**What the task requires:**
Where the string "coalgebras" occurs in a line of the data below, that line should be copied.

[Saved data entries]
PR #1887, opened 2024-05-26
Quantale valued relation and coalgebras

nmvdw:
This PR adds two more examples of double categories:
- relations valued in a quantale
- coalgebras for a lax double functor


benediktahrens (approved):
LGTM

PR #1888, opened 2024-05-30
Basic theory of lax extensions

nmvdw:
This PR contains some basic theory of lax extension. 
- Definition of lax extensions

**Completed exercise:**
Quantale valued relation and coalgebras
- coalgebras for a lax double functor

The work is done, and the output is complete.